Given information Block Start

Issue #1552, opened 2024-11-05
[Feature]: Use React Routers 6.27 `viewTransition` prop


chenjiahan:
### What problem does this feature solve?

Since React Router 6.27.0, using View Transition API requires only [adding viewTransition prop to Link component](https://reactrouter.com/en/6.27.0/components/link#viewtransition):

```js
<Link to={to} viewTransition>
  Click me
</Link>
```

It can replace the current `useViewTransition` hook in Rspress, and this should fix the current runtime error logs when using `themeConfig.enableContentAnimation`:

![Image](https://github.com/user-attachments/assets/856d97cb-231d-47f9-a595-7f97f90cc023)

### What does the proposed API look like?

- Using the `viewTransition` prop
- The React Router document also notes that `viewTransition` only works when using a data router, see [Picking a Router](https://reactrouter.com/en/6.27.0/routers/picking-a-router).

chenjiahan:
Update: Consider https://react.dev/reference/react/ViewTransition

PR #2898, opened 2025-12-17
chore: remove unused view transition code

SoonIter:
## Summary

Currently, `enableContentAnimation` is not implemented, so this configuration is currently invalid.

First, delete the code that is not currently used, and it can be added back later.

## Checklist


SoonIter:
some new APIs can be considered

https://github.com/web-infra-dev/rspress/issues/1552

naico-wang:
image
Always get this in my dev environment, maybe some issue caused by useViewTransition hook

PR #2912, opened 2025-12-21
chore(plugin-llms): Add Russian translation for plugin-llms

dragomano:


dragomano:
Is there a way to globally disable the linter for the Russian language or fine-tune it so that I don't have to add comments to every file I modify?

PR #2923, opened 2025-12-24
fix(core): `Iterator#map` is only available on Node 22+

JounQin:
## Summary

`Iterator#map` is only available on Node 22+ which is incompatible with rspress's baseline [`>=18.0.0`](https://github.com/web-infra-dev/rspress/blob/ddb52660e348dc09d0867a1e07b4f418628a066d/packages/core/package.json#L146C14-L146C22)

## Related Issue

N/A

## Checklist


SoonIter:
@Timeless0911 How can I ensure that the output compiled by Rslib corresponds to my engines field?

PR #2926, opened 2025-12-24
feat(auto-nav-sidebar): support download links in nav

JounQin:
## Summary

support download links in nav

## Related Issue

kind of related to #2822, I think changing `nav` at runtime would be a better solution for our case, but download link is not supported yet

## Checklist

### DIFF
--- a/packages/core/src/theme/components/HoverGroup/index.tsx
+++ b/packages/core/src/theme/components/HoverGroup/index.tsx
@@ -69,7 +69,8 @@ function HoverGroupItem({
   }
 
   if ('link' in item) {
-    const { text, link, lang, rel, download } = item;
+    const { text, link, lang, rel } = item;
+    const download = 'download' in item ? item.download : undefined;
     const isActiveItem = activeMatcher
       ? activeMatcher(item)
       : matchNavbar(item, pathname);


packages/shared/src/types/theme/nav.ts
```diff
@@ -10,6 +10,7 @@ export type NavItem =
 export type NavItemWithLink = {
   text: string;
   link: string;
+  download?: boolean;
   tag?: string;
   activeMatch?: string;
```
JounQin, line 15: Hmm... Just found it's impossible to match different external links here(in our case, versions are external, `/v1`, `/v2`, `/v3`, etc), maybe functional `activeMatch` could be supported?

SoonIter:
...emmm, It is relatively difficult to maintain,  this feature should also be added `_nav.json` 

how about this workaround

```ts
// theme/index.tsx
import { Link as BasicLink } from '@rspress/theme/original'

const Link = (props) => {
  if(props.href === "mylink") {
    return <a></a>
  }
  return <BasicLink {...props} />
}

export { Link }
export * from '@rspress/core/theme-original';
```

JounQin:
> this feature should also be added `_nav.json`

I didn't read the source codes carefully yet, but doesn't it automatically supported?

> how about this workaround

We fetch data at runtime and change nav dynamically, and that also doesn't work with current `activeMatch` which could not match external links like `/external/v1` as I pointed at https://github.com/web-infra-dev/rspress/pull/2926#discussion_r2645354295.

JounQin:
Did real hack way to implement without changes. https://github.com/alauda/doom/pull/231

JounQin:
@SoonIter I hope this feature can be reconsidered, we tried your proposed workaround, but found it's hard to distinguish which links should be `download` actually, in our case, the nav download links are dynamic generated across multiple sites. And `download` affects browser behavior just like #3132, so I personally think it's important to be supported.

SoonIter (dismissed):

PR #707, opened 2025-03-27
Not using the highest version on numpy

skordas:
For some time all [jobs](https://jenkins-csb-openshift-qe-mastern.dno.corp.redhat.com/job/scale-ci/job/e2e-benchmarking-multibranch-pipeline/job/post-results-to-es/) were failing because numpy version jumped over ES requirements.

Given information Block End

* _Exercise goal_: Scan the data above. Return every line with "could" in it.

* _Exercise result_:
JounQin, line 15: Hmm... Just found it's impossible to match different external links here(in our case, versions are external, `/v1`, `/v2`, `/v3`, etc), maybe functional `activeMatch` could be supported?
We fetch data at runtime and change nav dynamically, and that also doesn't work with current `activeMatch` which could not match external links like `/external/v1` as I pointed at https://github.com/web-infra-dev/rspress/pull/2926#discussion_r2645354295.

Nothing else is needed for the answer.